Get Configuration from User

Developer can get some user setted data for your analyzer. Like this one:

import cmdlr.config as config  # import cmdlr related module

# from .. import config        # Hint: your analyzer fullname is:
                               #   "cmdlr.analyzers.<analyzername>"
                               # so relative import like here are also work.

import cmdlr.exceptions as exceptions


def _get_username_password():
    analyzer_name = 'example'
    settings = config.get_customization(analyzer_name)  # here is the magic

    username = settings.get('username')
    password = settings.get('password')

    if not username or not password:
        raise exceptions.AnalyzerRuntimeError(
            'please setup your username and password in config.yaml. e.g.,\n'
            '\n'
            'customization:\n'
            '  example:\n'          # "example" is the name of analyzer
            '    username: name\n'
            '    password: pass\n'
            )

    return username, password


async def get_comic_info(resp, **kwargs):
    username, password = _get_username_password()  # raise error only when
                                                   # user using this analyzer
    # ... do anything you want

Move Some Functions to Other Threads / Processes

Use loop to dispatch blocking operations to other threads. Here is an example:

# Notice: Not recommended because too heavy. Only for example.
# "selenium" and "PhantomJS" already installed in this system.
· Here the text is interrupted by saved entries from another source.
PR #1091, opened 2021-11-03
Xrddev 1782   Session status polling & logout to CS, too

teemukin65:
I moved the related backend machinery to common-rest-api, and removed from proxy-ui-api.


src/common-rest-api/src/main/java/org/niis/xroad/restapi/config/NotificationApiDisableSessionTimeoutFilter.java
```diff
@@ -55,7 +55,7 @@
 @Slf4j
 @Configuration
 @Order(Ordered.HIGHEST_PRECEDENCE)
-public class SessionTimeoutFilter extends GenericFilterBean {
+public class NotificationApiDisableSessionTimeoutFilter extends GenericFilterBean {
```
carohauta, line 58: Is there another `SessionTimeoutFilter` or why the complex class name?

src/common-rest-api/src/main/java/org/niis/xroad/restapi/controller/SessionStatusController.java
```diff
@@ -0,0 +1,70 @@
...
+
+@RestController
+@RequestMapping(SessionStatusController.NOTIFICATIONS_API_V1_PATH + "/session-status")
+@Slf4j
+@PreAuthorize("isAuthenticated()")
+@RequiredArgsConstructor
+public class SessionStatusController {
+
+
+    public static final String NOTIFICATIONS_API_V1_PATH = ControllerUtil.API_V1_PREFIX + "/notifications";
```
carohauta, line 52: Feels a bit sketchy that this part of the `/notifications` api is in this controller (in the common api), but some parts of the api remain only in `proxy-ui-api`. I wonder if this would be enough reason to move the session polling in to its own endpoint instead of `/notifications`. 

What do you think? Moving the session polling to another path is a breaking change but then again it is supposed to be used by the frontend only (and not by some arbitrary api-client).

src/centralserver/admin-ui/src/views/AppLogin.vue
```diff
@@ -159,7 +159,7 @@ export default (
   methods: {
     async submit() {
       // Clear error notifications when route is changed
-      this.$store.commit(StoreTypes.actions.RESET_NOTIFICATIONS_STATE);
+      await this.$store.dispatch(StoreTypes.actions.RESET_NOTIFICATIONS_STATE);
```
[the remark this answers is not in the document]
teemukin65: https://vuex.vuejs.org/api/#dispatch  states, that Vue `dispatch` returns a promise. 
And `await `-construct in general is intended to wait resolving of an ( asynchronous ) statement - and returns a resolved Promise. 

But besides of that,  what would be the more implicit way to show that?

src/common-rest-api/src/main/java/org/niis/xroad/restapi/config/NotificationApiDisableSessionTimeoutFilter.java
teemukin65: Yes, src/common-ui/src/main/java/ee/ria/xroad/commonui/SessionTimeoutFilter.java

src/common-rest-api/src/main/java/org/niis/xroad/restapi/controller/SessionStatusController.java
teemukin65: The NotificationApiDisableSessionTimeoutFilter enables making requests without pushing the session timeout further. That filter is based on certain API path - `/notifications`.  
That feature is needed for these periodic status polling requests. If endpoints are not concentrated to a single path, this filter has to be adjusted accordingly.  This kind of filter is a awkwardly hidden dependency. i.e. It's not apparent when you look in the controller that there is special session timeout handling applied for these requests. 

We could naturally make the filter select the polling requests according to some other rule. e.g. special HTTP header or some URL parameter values. But it poses new requirements then to the endpoint user -

teemukin65: What about changing the path of the endpoint  from `/notifications` to  perhaps more descriptive `/polling` ?

carohauta: Or maybe the `NotificationsApiController` class under proxy-ui-api could be renamed `NotificationsAlertsApiController` since it only handles `/notifications/alerts` now. And the `SessionStatusController` under common-api could be `NotificationsSessionStatusApiController` since it only handles `/notifications/session-status` path. Perhaps that would add more relation between these controllers (?)

src/centralserver/admin-ui/src/views/AppLogin.vue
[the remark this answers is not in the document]
carohauta: Yeah, seems that `async` is not required here since `dispatch` always returns a promise – even though the action itself is not returning a promise. What makes it confusing is that you can declare async actions as well, in Vuex
https://vuex.vuejs.org/guide/actions.html#composing-actions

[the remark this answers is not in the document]
teemukin65: That's one of the essences of the  wonderful world of promises.. Promises of promises of promises ....

src/common-rest-api/src/main/java/org/niis/xroad/restapi/controller/SessionStatusController.java
teemukin65: Done in : 7179dad  & 
4d6b2da

src/common-rest-api/src/main/java/org/niis/xroad/restapi/config/NotificationApiDisableSessionTimeoutFilter.java
```diff
@@ -55,14 +55,14 @@
...
 
     private static final String ORIGINAL_MAX_INACTIVE_ATTR =
             "originalMaxInactiveInterval";
 
     @Override
     public void doFilter(ServletRequest request, ServletResponse response,
-            FilterChain chain) throws IOException, ServletException {
+                         FilterChain chain) throws IOException, ServletException {
```
carohauta, line 65: Does this not cause checkstyle error now? Indentation should be 8 instead of 21 according to the checkstyle rules

teemukin65: fixed 
1887dc0

carohauta (approved):
🦄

from selenium import webdriver

async def get_comic_info(resp, loop, **kwargs):
    browser = webdriver.PhantomJS()
    await loop.run_in_executor(None, lambda: browser.get(str(resp.url)))
    html = browser.page_source
    # continue parsing...

See: loop.run_in_executor for more detail.

But be careful, direct access the loop may make concurrent number over the max_concurrent limit.

Dispatch Javascript Fragment to External JS Runtime

# "nodejs" already installed.

import execjs

val = execjs.eval('function(){ return 1 + 2 }()')  # val == 3

See: pyexecjs project for more detail.